Os acontecimentos algumas vezes desinterpretam a gente.

Perder alguém para a morte, ou, mais comum, para a vida, é uma ocorrência assim, e nunca sabemos de antemão como reagiremos. Não sabemos. Insisto: não sabemos. 

O término de um relacionamento no qual estávamos enraizados ou o falecimento, repentino ou não, de algum familiar ou amigo muito próximos, são, pois, situações que nos ultrapassam violentamente; diante delas, jamais reagimos, tim-tim por tim-tim, como imaginávamos.

Mesmo os que sempre esperam o pior não sabem o que esperam. Não sabem. Cuidado consigo, no sentido de buscar em si, de verdade, quem se é, é preciso. Nada garante um remédio eficaz, mas sem isso o colapso gradual está garantido.

Acontecimentos como esses podem ser enfrentados, nas primeiras horas, nos primeiros meses e até nos primeiros anos com muita coragem e temperança, mas não há como prever ou mesmo perceber sua influência em prazos mais longos.

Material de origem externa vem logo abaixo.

PR #449, opened 2021-09-03
[ui] Pending commands page

kuby:


ondrejtomcik (approved):

http-gateway/web/src/containers/pending-commands/_pending-commands-list.js
```diff
@@ -0,0 +1,333 @@
+import { useEffect, useMemo, useState } from 'react'
```
oskarbauer, line 1: why are you naming the files with _ at the beginning, a new convention?

http-gateway/web/src/containers/pending-commands/constants.js
```diff
@@ -0,0 +1,59 @@
...
+  ACCEPTED: 'ACCEPTED',
+  ERROR: 'ERROR',
+  METHOD_NOT_ALLOWED: 'METHOD_NOT_ALLOWED',
+  CREATED: 'CREATED',
+  CANCELED: 'CANCELED',
+}
+
+export const PENDING_COMMANDS_LIST_REFRESH_INTERVAL_MS = 7000
+
+export const dateFormat = {
```
oskarbauer, line 44: maybe move these into an i18n file so they are easily found.

oskarbauer (approved):

http-gateway/web/src/containers/pending-commands/_pending-commands-list.js
kuby: Yes, kinda. Smaller parts are with _ and the containers/pages are without it.

http-gateway/web/src/containers/pending-commands/constants.js
kuby: Okay, once I start using dates on other places as well, I'll move it to a different location. For now, I would leave it in the constants, since its the closest place for it to be.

O tempo traz um tanto de sabedoria e paz a alguns, mas noto, sempre mais, que à ingente maioria ele traz mesmo é amargura: crescente, insidiosa, imperceptível aos desatentos (são tantos...).

Esta amargura não é bem uma tristeza, não impede ou inibe sorrisos. Ela cresce como uma desarmonia de fundo, revelada nas sutilezas mais do que nas intenções, reais ou fingidas, e o mais sério e difícil: não é passível de ser convertida por força da vontade. Sequer é consciente, muitas vezes.

Portanto, cuidado ao lidar com pessoas que perderam porções de si mesmas... Em tais circunstâncias, silêncio e presença, é sempre bom lembrar, fazem mais do que a vontade ansiosa de fazer alguma coisa.

Isto posto, não descuidemos das almas que nos ligam desde dentro uns aos outros, lembrando ainda, enfim, que se há uma coisa que a vida sabe fazer de uma hora para outra é nos sacudir com força. Cuidado.